◆ **WHAT TO DO**
Lines that include the word "Error" should be copied from the listing that follows.

◆ **EXCERPTED RECORDS**
PR #260, opened 2018-11-09
tmp

NamsooCho:


src/toxcore/dht/packet/cookie.rs
```diff
@@ -2,17 +2,44 @@
...
+use failure::Error;
+
 use toxcore::binary_io::*;
 use toxcore::crypto_core::*;
 use toxcore::time::*;
 
 /// Number of seconds that generated cookie is valid
 pub const COOKIE_TIMEOUT: u64 = 15;
 
+/// Error that can happen when calling `get_payload` of packet.
```
kpp: That is a change from another issue)

NamsooCho: done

◆ **REPLY**
+use failure::Error;
+/// Error that can happen when calling `get_payload` of packet.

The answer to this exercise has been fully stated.